Download or read book A Cultural History of Comedy in the Age of Empire written by Matthew Kaiser and published by Bloomsbury Publishing. This book was released on 2021-12-30 with total page 273 pages. Available in PDF, EPUB and Kindle. Book excerpt: Drawing together contributions from scholars in a range of fields within 19th- and 20th-century cultural, literary, and theater studies, this volume provides a thorough and varied overview of the many forms comedy took in the 19th century. Given the earth-shattering cultural changes and political events that mark the decades between 1800 and 1920-shifting borders, socioeconomic upheaval, scientific and technological innovation, the rise of consumerism and mass culture, unprecedented overseas expansion by European and American imperial powers-it is no wonder that people in the Age of Empire turned to comedy in order to make sense of the contradictions that structure modern identity and navigate the sociocultural fault lines within modern life. Comical, humorous, and satirical cultural artifacts from the period capture the anxieties and aspirations, the petty resentments and lofty ideals, of a world buffeted by change. This volume explores the aesthetic, political, and ethical dimensions of comedy in the context of blackface minstrelsy, nonsense poetry, music hall and pantomime, comic almanacs and joke books, journalism, silent film, popular novels, and hygiene magazines, among other phenomena. It also provides a detailed account of contentious debates among social Darwinists, psychoanalysts, and political philosophers about the meaning and significance of comedy and laughter to human life. Each chapter takes a different theme as its focus: form, theory, praxis, identity, the body, politics and power, laughter, and ethics. These eight divergent approaches to comedy in the Age of Empire add up to an extensive, synoptic coverage of the subject.

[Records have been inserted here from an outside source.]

PR #5172, opened 2026-05-15
feat(AppShell): generate dist artifacts for new packaging layout [PPUC-727]

loonatic:


packages/app-shell-vite-plugin/src/vite-dist-package-json-plugin.ts
```diff
@@ -0,0 +1,242 @@
...
+          distPrefix,
+          sourceCondition,
+        );
+      }
+    }
+  }
+
+  result["./package.json"] = "./package.json";
+  result["./app-shell.config.json"] = "./app-shell.config.json";
+
```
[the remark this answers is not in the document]
dcleao: I don't like testing for file existence for this. While it _could_ match the intended behavior, it also would hide/obfuscate the underlying logic.

Let me revisit the intended behavior.

Isn't the goal that the new experimental package layout always bundles both `package.json` and `app-shell.config.json`, regardless of other options? I believe so. In that case, regardless of `inlineConfig` being `true`, the package layout should be preserved, imo. This ensures that compiled "app" packages are also always "bundle" packages, i.e. they are dual use -- as an app shell, or as an app bundle for another app shell.

Not sure about the `generateEmptyShell` case, and whether it qualifies as an exception.
Otherwise, the only option that should prevent generating the `app-shell.config.json` file is that which controls enabling the experimental package layout. And this option already likely controls whether this plugin (the dist `package.json` plugin) is enabled at all (because `package.json` and `app-shell.config.json` should be treated the same in this regard)?

packages/app-shell-vite-plugin/src/vite-dist-package-json-plugin.ts
```diff
@@ -0,0 +1,248 @@
...
+      const stripped = stripPrefix(distPrefix, value);
+      result[key] = stripped;
+      if (!firstJsPath && stripped.endsWith(".js")) firstJsPath = stripped;
+    } else if (typeof value === "object" && value !== null) {
+      result[key] = transformConditions(
+        value as Record<string, unknown>,
+        distPrefix,
+        sourceCondition,
+      );
+    }
```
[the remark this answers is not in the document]
dcleao: I am not sure that we should support the array syntax in `exports`, given they represent fallback paths. While node supports this out of the box, import maps -- the main target environment of these packages -- by themselves, do not.

Would it be best to assume this and pick the first entry upfront?

apps/default-app/vite.config.ts
```diff
@@ -13,7 +13,8 @@ export default defineConfig(({ mode }) => ({
     }),
     HvAppShellVitePlugin({
       mode,
-      type: "app",
+      experimentalNewPackageLayout: true,
+      type: "bundle",
```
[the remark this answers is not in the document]
dcleao: It seems that, now, you have removed `experimentalNewPackageLayout: true,` entirely, and thus opted for not having a sample app to test the new layout. I believe that it would be useful to have it.

Was that intentional?

packages/app-shell-vite-plugin/src/vite-dist-package-json-plugin.ts
```diff
@@ -0,0 +1,256 @@
...
+ */
+const DEFAULT_SOURCE_CONDITION = "@pentaho-apps:source";
+
+// ─── Helpers ─────────────────────────────────────────────────────────────────
+
+/**
+ * Strips a directory prefix from a relative path.
+ */
+function stripPrefix(prefix: string, value: string): string {
+  return value.startsWith(prefix) ? `./${value.slice(prefix.length)}` : value;
```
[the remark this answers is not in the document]
dcleao: AFAICT, the node.js exports spec explicitly says that paths must be relative. So, we should _not_ be trying to be lenient and supporting `dist/`. See https://nodejs.org/api/packages.html#path-rules-and-validation-for-export-targets.

packages/app-shell-vite-plugin/src/vite-dist-package-json-plugin.ts
```diff
@@ -0,0 +1,256 @@
...
+      if (typeof value === "string") {
+        const stripped = stripPrefix(distPrefix, value);
+        if (stripped.endsWith(".js")) {
+          result[subpath] = {
+            types: stripped.replace(/\.js$/, ".d.ts"),
+            default: stripped,
+          };
+        } else {
+          result[subpath] = stripped;
+        }
```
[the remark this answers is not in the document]
dcleao: This actually happened to me sometimes. Specifically, not for a "source"/dev-time-only export. The issue is that we never know whether an export is a legitimate source export and not a mistake that we should error out on. However, it seems clear, at least, that any export outside the `./dist` folder should be filtered out.

What are your thoughts on this?

packages/app-shell-vite-plugin/src/vite-dist-package-json-plugin.ts
```diff
@@ -0,0 +1,256 @@
...
+
+  if (!fs.existsSync(outDir)) return false;
+
+  const distPrefix = `./${buildOutDir}/`;
+  const distPkg: Record<string, unknown> = {};
+
+  for (const field of ["name", "version", "type", "license", "description"]) {
+    if (pkg[field] != null) distPkg[field] = pkg[field];
+  }
+
```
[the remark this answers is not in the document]
dcleao: ~~What was your reasoning for ignoring?~~
~~It seems to me that App Shell built packages already have bundles that should be respected (not destructured), or otherwise runtime semantics might not be kept.~~
~~So, at most, if we wanted to be explicit about it, we'd emit (the default) `sideEffects: true`.~~

Just saw:
```
if (pkg.sideEffects != null) {
    distPkg.sideEffects = Array.isArray(pkg.sideEffects)
      ? pkg.sideEffects.map((entry: string) => stripPrefix(distPrefix, entry))
      : pkg.sideEffects;
  }
```

And some info regarding the property:
> A "side effect" is defined as code that performs a special behavior when imported, other than exposing one or more exports. An example of this are polyfills, which affect the global scope and usually do not provide an export.

Still, not sure if this property makes sense to our type of package. In a way, even for pre-built bundles that should not be dismantled/destructured, a downstream bundler may need to know imports for them should always be kept due to internally performing side-effects...

packages/app-shell-vite-plugin/src/vite-dist-package-json-plugin.ts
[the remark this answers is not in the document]
dcleao: If you revert, check out the related https://github.com/pentaho/hv-uikit-react/pull/5172#discussion_r3259303529 as well.

packages/app-shell-vite-plugin/src/vite-configuration-processor-plugin.ts
```diff
@@ -114,9 +114,10 @@ export default function processConfiguration(
 
       finalAppShellConfig.apps = undefined;
 
-      // Replace all @self references using simple string replacement
+      // Replace all $app and @self (deprecated) references using simple string replacement.
       let configString = JSON.stringify(finalAppShellConfig);
 
+      configString = configString.replaceAll(`"$app/`, `"${selfAppName}/`);
```
dcleao, line 139: Let's consider where/how in the source code/documentation we will be marking `@self` as deprecated, and make sure it's easy to remove later on.

packages/app-shell-vite-plugin/src/vite-plugin.ts
```diff
@@ -136,6 +137,60 @@ export interface AppShellVitePluginOptions {
    * @default false
    */
   disableAppsKeyNormalization?: boolean;
+  /**
+   * Enables the experimental new package layout feature set.
+   *
+   * When `true`, the plugin activates behaviours that are part of the
+   * new workspace package layout convention. Currently this gates:
```
dcleao: What `workspace`? If referring to the npm workspace, then that is unrelated, AFAICT.

packages/app-shell-vite-plugin/src/vite-plugin.ts
```diff
@@ -136,6 +137,60 @@ export interface AppShellVitePluginOptions {
...
+   *
+   * - **`dist/package.json` generation** — a cleaned-up `package.json` is
+   *   written to the Vite output directory after each build so that workspace
+   *   symlinks can be resolved correctly by Vite and Node.
+   *
```
dcleao, line 155: > so that workspace symlinks can be resolved correctly by Vite and Node.

I think this is incorrect, in two ways:
1. the export paths in the source `package.json` point to either source (for the `@pentaho-apps:source` condition` or `./dist`. It is the root `package.json` which is used by dependent packages in the (NPM) workspace. The source export is used by the package being compiled/tested or to help the code editor, via ts config. The dist exports are used by dependent packages being compiled/tested.
2. `so that` -- the presented reason is (incorrect, as explained above, and) _narrow_; the dist `package.json` is part of a new app bundle distribution/publishing package layout; certain properties in the source `package.json` either do not apply or need to be adapted.

packages/app-shell-vite-plugin/src/vite-plugin.ts
```diff
@@ -136,6 +137,60 @@ export interface AppShellVitePluginOptions {
...
+   * - `inlineConfig` and `generateEmptyShell` target **App Shell container
+   *   image builds**, where the config is embedded in `index.html` rather
+   *   than written as a separate `app-shell.config.json` file.
+   *
+   * When `inlineConfig` is `true` (or implicitly via `generateEmptyShell`),
+   * `app-shell.config.json` is **not** written to the output directory.
+   * The `dist/package.json` generator accounts for this by only adding the
+   * `"./app-shell.config.json"` export entry when the file is present in the
+   * output directory.
+   *
```
dcleao: The previous list after "Currently, this gates:" misses one item for the `app-shell.config.json` file. It doesn't matter if `inlineConfig` and `generateEmptyShell` slightly modify this behavior (and I have contested if they should in another comment), this item is still of the same relevancy of the `package.json` and should be introduced side-by-side in the list, imo. If needed, any conditions under which that doesn't apply may be complemented in a follow-up paragraph.

dcleao (changes requested):

packages/app-shell-vite-plugin/src/vite-dist-package-json-plugin.ts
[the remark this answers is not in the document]
loonatic: Refactored. `inlineConfig` being set together with the experimental feature will place it on the index.html while also generating the file. As for `generateEmptyShell` and since it doens't require any `app-shell.config.json`, if set, it will skip writing the file.

packages/app-shell-vite-plugin/src/vite-dist-package-json-plugin.ts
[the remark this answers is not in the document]
loonatic: Went with the first entry.

apps/default-app/vite.config.ts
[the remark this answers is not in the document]
loonatic: Not intentional, the goal is to have default-app with the experimental feature flag `true`.

packages/app-shell-vite-plugin/src/vite-dist-package-json-plugin.ts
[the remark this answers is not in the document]
loonatic: Reverted.

packages/app-shell-vite-plugin/src/vite-plugin.ts
loonatic: Addressed.

packages/app-shell-vite-plugin/src/vite-plugin.ts
loonatic: Addressed.

packages/app-shell-vite-plugin/src/vite-plugin.ts
loonatic: Addressed.

packages/app-shell-vite-plugin/src/vite-configuration-processor-plugin.ts
loonatic: Added deprecation notice in some more code and also updated uikit website docs as well.

packages/app-shell-vite-plugin/src/vite-dist-package-json-plugin.ts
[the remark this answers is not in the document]
loonatic: Filtering exports outside outdir seems reasonable and I'm sure with usage, we can revisit this logic.

apps/docs/src/content/app-shell/index.md
```diff
@@ -14,6 +14,7 @@ At its core, **App Shell** consists of:
 The **App Shell** comprises the following packages:
 
 - [`@hitachivantara/app-shell-events`](https://npm.im/@hitachivantara/app-shell-events)
+- [`@hitachivantara/app-shell-i18next`](https://npm.im/@hitachivantara/app-shell-i18next)
```
dcleao, line 17: 🙏

packages/app-shell-vite-plugin/src/vite-configuration-processor-plugin.ts
```diff
@@ -118,11 +129,19 @@ export default function processConfiguration(
...
       finalAppShellConfig = JSON.parse(configString);
 
-      if (!inlineConfig) {
+      // Write app-shell.config.json to dist when:
+      // - inlineConfig is false (standard flow), OR
+      // - experimentalNewPackageLayout is true (ensures dual-use: app shell or app bundle)
+      // Exception: generateEmptyShell has no real config to write.
+      if (
+        !inlineConfig ||
+        (experimentalNewPackageLayout && !generateEmptyShell)
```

Book George Bernard Shaw in Context

Download or read book George Bernard Shaw in Context written by Brad Kent and published by Cambridge University Press. This book was released on 2015-10-14 with total page 723 pages. Available in PDF, EPUB and Kindle. Book excerpt: When George Bernard Shaw died in 1950, the world lost one of its most well-known authors, a revolutionary who was as renowned for his personality as he was for his humour, humanity, and rebellious thinking. He remains a compelling figure who deserves attention not only for how influential he was in his time, but for how relevant he is to ours. This collection sets Shaw's life and achievements in context, with forty-two scholarly essays devoted to subjects that interested him and defined his work. Contributors explore a wide range of themes, moving from factors that were formative in Shaw's life, to the artistic work that made him most famous and the institutions with which he worked, to the political and social issues that consumed much of his attention, and, finally, to his influence and reception. Presenting fresh material and arguments, this collection will point to new directions of research for future scholars.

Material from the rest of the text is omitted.